The framework was developed based on existing literature and an iterative consensus process with 21 content experts who have helped launch more than 100 rural residency programs.14–16 These experts have academic and program expertise in rural GME and hold roles as program directors, department chairs, designated institutional officials, medical directors, consultants, and other responsibilities across the country. To capture the complexity of completing each goal, experts were asked to weigh the relative difficulty of each objective, assigning it a value of 1 to 5, with 1 being least difficult and 5 being most difficult to complete. We used expert responses to calculate the arithmetic mean weight for each goal; values were rounded to the nearest integer. This approach of using a survey of experts to develop parameters for a project has been used in previous rural contexts.17,18
Applying the Stages of Rural Residency Development
The Roadmap for Rural Residency Program Development model can be used to help communities and institutions creating new residency programs assess wherever they are in the process and to preemptively identify where they may anticipate barriers and challenges within each stage. Failure to anticipate and meet all the stages can result in unnecessary costs and delays. For example, a program that did not adequately prepare for an ACGME site visit may then have to spend at least 6 to 9 months addressing areas of concern and reapplying. Or an institution may succeed in developing a training program that achieves accreditation but ultimately fails to meet the needs of the community because of a lack of early and sustained community engagement.
Although created as part of the RRPD-TAC support to the 27 HRSA-funded programs, the Roadmap for Rural Residency Program Development model can serve as a guide for organizations and institutions outside the grantee pool. Although conducted in the United States, this work has relevance to other countries, including Canada, Australia, and New Zealand, which also struggle to develop the workforce needed in rural and remote settings. Whether GME will be sponsored by a school of medicine, health center, or health system, the framework can provide a general awareness of the steps required to start a program in a rural community. Although some of the challenges and barriers may differ from rural communities, the model is also relevant for urban settings, especially those that serve underserved populations in low-resourced areas.
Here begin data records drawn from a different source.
PR #930, opened 2025-03-12
Develop

yarms1:


Nikita-pyth (changes requested):
Magic methods should be before regular ones, and i believe they asked us to implement it with Node class, not a list of tuples? I mean, your implementation still works, but i'm not sure this is the way they wanted us to do this exercise

PR #943, opened 2025-04-05
Solution

olek007:


olek007:
@mateacademy-ai-mentor 
Potential collisions are handle well. There is key comparison and key hash comparison.

olek007:
@mateacademy-ai-mentor 
Error messages was added.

As the RRPD-TAC implements the Roadmap for Rural Residency Program Development in the next 2 years, we will be refining the specific goals and objectives under each of the stages. Our goal is to provide a tool that is based on solid evidence and produces replicable outcomes for organizations wishing to start rural residency programs to address workforce needs in their communities.
Editor's Note: The online version of this article contains the rural residency development stages, goals, and objectives.
Funding: The RRPD-TAC is supported by the Health Resources and Services Administration (HRSA) of the US Department of Health and Human Services (HHS) under cooperative agreement No. UK6RH32513.
The contents are those of the authors and do not necessarily represent the official views of, nor an endorsement by HRSA, HHS, or the US Government.